• Instructions for the task
Repeat each of these records exactly.

━━━━━━━━━━━━━━━━━━━━━━━━━━━━━━

PR #3639, opened 2019-10-04
[src] Fix bug in resampling checks for online features

entn-at:
The `--allow-upsample` and `--allow-downsample` options were not handled correctly in the code that handles resampling in online feature computation.

Compare with the check for offline feature computation:
https://github.com/kaldi-asr/kaldi/blob/743eb23d897e8b1e78b306e920b906ddfe792c8f/src/feat/feature-common-inl.h#L40

### DIFF
--- a/src/feat/online-feature.cc
+++ b/src/feat/online-feature.cc
@@ -88,10 +88,10 @@ void OnlineGenericBaseFeature<C>::MaybeCreateResampler(
   if (resampler_ != nullptr) {
     KALDI_ASSERT(resampler_->GetInputSamplingRate() == sampling_rate);
     KALDI_ASSERT(resampler_->GetOutputSamplingRate() == expected_sampling_rate);
-  } else if (((sampling_rate > expected_sampling_rate) &&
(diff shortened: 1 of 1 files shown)


nshmyrev:
@entn-at Can we please revisit this, here:

```
             ((sampling_rate > expected_sampling_rate) &&
              !computer_.GetFrameOptions().allow_upsample)) {	              computer_.GetFrameOptions().allow_upsample)) {
```
we convert from sampling_rate to expected_sampling_rate means if sampling_rate is bigger than expected_sampling_rate we actually downsample, not upsample.

it should be 

```
             ((sampling_rate > expected_sampling_rate) &&
              !computer_.GetFrameOptions().allow_upsample)) {	              computer_.GetFrameOptions().allow_downsample)) {
```

danpovey:
You're right, it seems to be backwards.  If @entn-at doesn't submit a PR, I hope you remind me about this, Nickolay!

entn-at:
@nshmyrev you are right, my apologies, the conditions in my previous fix were backwards. I opened a PR #3792.

PR #3641, opened 2019-10-08
Bump OpenBLAS version to 0.3.7 and enable locking

sayint-ai:
Bumps OpenBLAS version to 0.3.7 for improved performance with Zen architecture. Also sets USE_LOCKING which fixes issue when calling a single-threaded OpenBLAS from several threads in parallel


sayint-ai:
Looks like there is already a pull request pending due to branch name being common. Closing this request and recreating a new one with a different branch name

PR #3538, opened 2019-08-26
Use OpenBLAS 0.3.7 that allows USE_LOCKING flag for better multithrea…

ahmetaa:
…ding support.

PR #3642, opened 2019-10-08
Bump OpenBLAS version to 0.3.7 and enable locking

sayint-ai:
Bumps OpenBLAS version to 0.3.7 for improved performance with Zen architecture. Also sets USE_LOCKING which fixes issue when calling a single-threaded OpenBLAS from several threads in parallel


sayint-ai:
This is a duplicate of https://github.com/kaldi-asr/kaldi/pull/3538. However since that request is pending over the last few days due to issues with conflicts in branch names, I'm creating a new pull request

PR #3643, opened 2019-10-08
[src] Add batched xvector computation

danpovey:


danpovey:
TODO: test this and write the script.  I have not run this code.

danpovey:
Merging this, but we still need to try this in the x-vector extraction scripts, e.g. see whether we can replace the old version with this one.

danpovey:
That is expected. The question is whether there is a consistent or substantial change in performance.

PES2g:
Sorry to delete the last message, as i think it's better to compare final performance. In my initial experiment for speaker diarization, there's little performance regression, DER is 26.40 for nnet3-xvector-compute. 27.44 is for nnet3-xvector-compute-batched. lower is better.

danpovey:
What is the duration of these utterances?
You might want to try a significantly longer chunk-length and see if that affects things.
Right now it's 1.5 seconds I think.

PES2g:
In my experiments, i follow the same dihard 2018 diarization egs in kaldi. During training plda, i use 3 seconds as chunk size, and during test i use 1.5 seconds as chunk size.

danpovey:
As far as the test data is concerned, the fact that your chunk size during
test (1.5 seconds) is exactly the same as the default chunk size of the
batched computation (1.5 seconds) should be a good thing, and should mean
that the two ways of computing it would give the same result, at least for
the test data.  At least they should be very close.  Can you somehow figure
out how close they are, on average?

For the PLDA-computation data, they won't be exactly the same.  In fact,
because the batched-computation will overlap the chunks by the total
context of the nnet (to ensure that each hidden-frame appears in the
average at least once), the effective chunk size is less than 1.5 seconds
and it might be more optimal to choose, say, 1.7 seconds or 3 seconds as
the chunk size.

It would be good if you could separate out the PLDA-estimation and
test-time effects through another experiment.

PES2g:
I run another experiment. I train the plda model using xvector extracted by nnet3-xvector-compute. And test data is using nnet3-xvector-compute-batched. The result is 26.65(nnet3-xvector-compute-batched) vs 26.40(nnet3-xvector-compute). The difference is small. From the code, there are two difference. 1. different threshold for padding, in nnet3-xvector-compute, there is another variable min-chunk-size, which is threshold for padding. But in nnet3-xvector-compute-batched, only chunk-size is threshold for padding. 2. different padding model, in nnet3-xvector-compute, padding on both sides, but in nnet3-xvector-compute-batched, padding on the right side.

danpovey:
OK.  That difference may just be noise.  That could point to the larger
difference you saw previously being due to the effect on the PLDA
estimation.  Perhaps you could try using a 3-second chunk size for
nnet3-xvector-compute-batched when training the PLDA.

PR #3654, opened 2019-10-14
Fixed inaccurate log in online decoding

Shujian2015:


src/online2/online-timing.cc
```diff
@@ -52,7 +52,7 @@ void OnlineTimingStats::Print(bool online){
     // real-time factor.
     double real_time_factor = (total_time_taken_ - total_time_waited_) /
         total_audio_;
-    KALDI_LOG << "Timing stats: real-time factor for offline decoding was "
+    KALDI_LOG << "Timing stats: real-time factor for online decoding was "
```
danpovey: I'd rather not change it.. that is actually telling you the real-time factor you'd get if it wasn't an online system, i.e. if you didn't have to wait for the input.

Issue #3656, opened 2019-10-15
[scripts] The timecode string of vad result is not consistent


sih4sing5hong5:
I ran scripts like `callhome_diarization/v2/diarization/vad_to_segments.sh`, got `segment`
```
tong0000000-ku0000000-0000-0229 tong0000000 0 2.3
tong0000000-ku0000000-0261-0561 tong0000000 2.61 5.61
```
The timecode in filename is `0229`, but for end time is `2.3`

The bug maybe in https://github.com/kaldi-asr/kaldi/blob/master/egs/wsj/s5/utils/segmentation.pl#L356-L366.

jtrmal:
I assume this is resolved.

PR #3657, opened 2019-10-15
[scripts] bug-fix for segmentation timecode

sih4sing5hong5:
#3656 

I'm not familar with perl.
Is there any better solution?

### DIFF
--- a/egs/wsj/s5/utils/segmentation.pl
+++ b/egs/wsj/s5/utils/segmentation.pl
@@ -353,7 +353,7 @@ sub print_segments {
     $i *= 10;
     $num_digits++;
   }
-  $format_str = "%0${num_digits}d"; # e.g. "%05d"
+  $format_str = "%0${num_digits}.0f"; # e.g. "%05.0f" round the same as seconds
 
   foreach $s (@segments) {
     my ($start,$end) = split(":", $s);


egs/wsj/s5/utils/segmentation.pl
```diff
@@ -353,7 +353,7 @@ sub print_segments {
     $i *= 10;
     $num_digits++;
   }
-  $format_str = "%0${num_digits}d"; # e.g. "%05d"
+  $format_str = "%0${num_digits}.0f"; # e.g. "%05.0f" round the same as seconds
```
jtrmal: I don't understand the change.... Wouldn't it generate the same output as the previous one?
If you need correct rounding, you could also do 
$start_seconds * 100 + 0.5
or
int($start_seconds * 100 + 0.5)

kkm000: @jtrmal, Looks like perl does the rounding. So there will be rounding instead of truncating. But I do not know what exact consequences this change would cause.
```
$ perl -e 'printf "%03.0f %03.0f\n", 1.4999, 1.5'
001 002
$ perl -e 'printf "%03d %03d\n", 1.4999, 1.5'
001 001
```
Also, you've closed #3656 as resolved. So should this change go in or not?

> jtrmal commented on 20 Nov 2019
> I assume this is resolved.

jtrmal: good question... I'd assume, since there wasn't any feedback, that the change is not necessary

kkm000: Thanks, I'll close it then.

━━━━━━━━━━━━━━━━━━━━━━━━━━━━━━

• Task output
PR #3639, opened 2019-10-04
[src] Fix bug in resampling checks for online features

entn-at:
The `--allow-upsample` and `--allow-downsample` options were not handled correctly in the code that handles resampling in online feature computation.

Compare with the check for offline feature computation:
https://github.com/kaldi-asr/kaldi/blob/743eb23d897e8b1e78b306e920b906ddfe792c8f/src/feat/feature-common-inl.h#L40

### DIFF
--- a/src/feat/online-feature.cc
+++ b/src/feat/online-feature.cc
@@ -88,10 +88,10 @@ void OnlineGenericBaseFeature<C>::MaybeCreateResampler(
   if (resampler_ != nullptr) {
     KALDI_ASSERT(resampler_->GetInputSamplingRate() == sampling_rate);
     KALDI_ASSERT(resampler_->GetOutputSamplingRate() == expected_sampling_rate);
-  } else if (((sampling_rate > expected_sampling_rate) &&
(diff shortened: 1 of 1 files shown)


nshmyrev:
@entn-at Can we please revisit this, here:

```
             ((sampling_rate > expected_sampling_rate) &&
              !computer_.GetFrameOptions().allow_upsample)) {	              computer_.GetFrameOptions().allow_upsample)) {
```
we convert from sampling_rate to expected_sampling_rate means if sampling_rate is bigger than expected_sampling_rate we actually downsample, not upsample.

it should be 

```
             ((sampling_rate > expected_sampling_rate) &&
              !computer_.GetFrameOptions().allow_upsample)) {	              computer_.GetFrameOptions().allow_downsample)) {
```

danpovey:
You're right, it seems to be backwards.  If @entn-at doesn't submit a PR, I hope you remind me about this, Nickolay!

entn-at:
@nshmyrev you are right, my apologies, the conditions in my previous fix were backwards. I opened a PR #3792.

PR #3641, opened 2019-10-08
Bump OpenBLAS version to 0.3.7 and enable locking

sayint-ai:
Bumps OpenBLAS version to 0.3.7 for improved performance with Zen architecture. Also sets USE_LOCKING which fixes issue when calling a single-threaded OpenBLAS from several threads in parallel


sayint-ai:
Looks like there is already a pull request pending due to branch name being common. Closing this request and recreating a new one with a different branch name

PR #3538, opened 2019-08-26
Use OpenBLAS 0.3.7 that allows USE_LOCKING flag for better multithrea…

ahmetaa:
…ding support.

PR #3642, opened 2019-10-08
Bump OpenBLAS version to 0.3.7 and enable locking

sayint-ai:
Bumps OpenBLAS version to 0.3.7 for improved performance with Zen architecture. Also sets USE_LOCKING which fixes issue when calling a single-threaded OpenBLAS from several threads in parallel


sayint-ai:
This is a duplicate of https://github.com/kaldi-asr/kaldi/pull/3538. However since that request is pending over the last few days due to issues with conflicts in branch names, I'm creating a new pull request

PR #3643, opened 2019-10-08
[src] Add batched xvector computation

danpovey:


danpovey:
TODO: test this and write the script.  I have not run this code.

danpovey:
Merging this, but we still need to try this in the x-vector extraction scripts, e.g. see whether we can replace the old version with this one.

danpovey:
That is expected. The question is whether there is a consistent or substantial change in performance.

PES2g:
Sorry to delete the last message, as i think it's better to compare final performance. In my initial experiment for speaker diarization, there's little performance regression, DER is 26.40 for nnet3-xvector-compute. 27.44 is for nnet3-xvector-compute-batched. lower is better.

danpovey:
What is the duration of these utterances?
You might want to try a significantly longer chunk-length and see if that affects things.
Right now it's 1.5 seconds I think.

PES2g:
In my experiments, i follow the same dihard 2018 diarization egs in kaldi. During training plda, i use 3 seconds as chunk size, and during test i use 1.5 seconds as chunk size.

danpovey:
As far as the test data is concerned, the fact that your chunk size during
test (1.5 seconds) is exactly the same as the default chunk size of the
batched computation (1.5 seconds) should be a good thing, and should mean
that the two ways of computing it would give the same result, at least for
the test data.  At least they should be very close.  Can you somehow figure
out how close they are, on average?

For the PLDA-computation data, they won't be exactly the same.  In fact,
because the batched-computation will overlap the chunks by the total
context of the nnet (to ensure that each hidden-frame appears in the
average at least once), the effective chunk size is less than 1.5 seconds
and it might be more optimal to choose, say, 1.7 seconds or 3 seconds as
the chunk size.

It would be good if you could separate out the PLDA-estimation and
test-time effects through another experiment.

PES2g:
I run another experiment. I train the plda model using xvector extracted by nnet3-xvector-compute. And test data is using nnet3-xvector-compute-batched. The result is 26.65(nnet3-xvector-compute-batched) vs 26.40(nnet3-xvector-compute). The difference is small. From the code, there are two difference. 1. different threshold for padding, in nnet3-xvector-compute, there is another variable min-chunk-size, which is threshold for padding. But in nnet3-xvector-compute-batched, only chunk-size is threshold for padding. 2. different padding model, in nnet3-xvector-compute, padding on both sides, but in nnet3-xvector-compute-batched, padding on the right side.

danpovey:
OK.  That difference may just be noise.  That could point to the larger
difference you saw previously being due to the effect on the PLDA
estimation.  Perhaps you could try using a 3-second chunk size for
nnet3-xvector-compute-batched when training the PLDA.

PR #3654, opened 2019-10-14
Fixed inaccurate log in online decoding

Shujian2015:


src/online2/online-timing.cc
```diff
@@ -52,7 +52,7 @@ void OnlineTimingStats::Print(bool online){
     // real-time factor.
     double real_time_factor = (total_time_taken_ - total_time_waited_) /
         total_audio_;
-    KALDI_LOG << "Timing stats: real-time factor for offline decoding was "
+    KALDI_LOG << "Timing stats: real-time factor for online decoding was "
```
danpovey: I'd rather not change it.. that is actually telling you the real-time factor you'd get if it wasn't an online system, i.e. if you didn't have to wait for the input.

Issue #3656, opened 2019-10-15
[scripts] The timecode string of vad result is not consistent


sih4sing5hong5:
I ran scripts like `callhome_diarization/v2/diarization/vad_to_segments.sh`, got `segment`
```
tong0000000-ku0000000-0000-0229 tong0000000 0 2.3
tong0000000-ku0000000-0261-0561 tong0000000 2.61 5.61
```
The timecode in filename is `0229`, but for end time is `2.3`

The bug maybe in https://github.com/kaldi-asr/kaldi/blob/master/egs/wsj/s5/utils/segmentation.pl#L356-L366.

jtrmal:
I assume this is resolved.

PR #3657, opened 2019-10-15
[scripts] bug-fix for segmentation timecode

sih4sing5hong5:
#3656 

I'm not familar with perl.
Is there any better solution?

### DIFF
--- a/egs/wsj/s5/utils/segmentation.pl
+++ b/egs/wsj/s5/utils/segmentation.pl
@@ -353,7 +353,7 @@ sub print_segments {
     $i *= 10;
     $num_digits++;
   }
-  $format_str = "%0${num_digits}d"; # e.g. "%05d"
+  $format_str = "%0${num_digits}.0f"; # e.g. "%05.0f" round the same as seconds
 
   foreach $s (@segments) {
     my ($start,$end) = split(":", $s);


egs/wsj/s5/utils/segmentation.pl
```diff
@@ -353,7 +353,7 @@ sub print_segments {
     $i *= 10;
     $num_digits++;
   }
-  $format_str = "%0${num_digits}d"; # e.g. "%05d"
+  $format_str = "%0${num_digits}.0f"; # e.g. "%05.0f" round the same as seconds
```
jtrmal: I don't understand the change.... Wouldn't it generate the same output as the previous one?
If you need correct rounding, you could also do 
$start_seconds * 100 + 0.5
or
int($start_seconds * 100 + 0.5)

kkm000: @jtrmal, Looks like perl does the rounding. So there will be rounding instead of truncating. But I do not know what exact consequences this change would cause.
```
$ perl -e 'printf "%03.0f %03.0f\n", 1.4999, 1.5'
001 002
$ perl -e 'printf "%03d %03d\n", 1.4999, 1.5'
001 001
```
Also, you've closed #3656 as resolved. So should this change go in or not?

> jtrmal commented on 20 Nov 2019
> I assume this is resolved.

jtrmal: good question... I'd assume, since there wasn't any feedback, that the change is not necessary

kkm000: Thanks, I'll close it then.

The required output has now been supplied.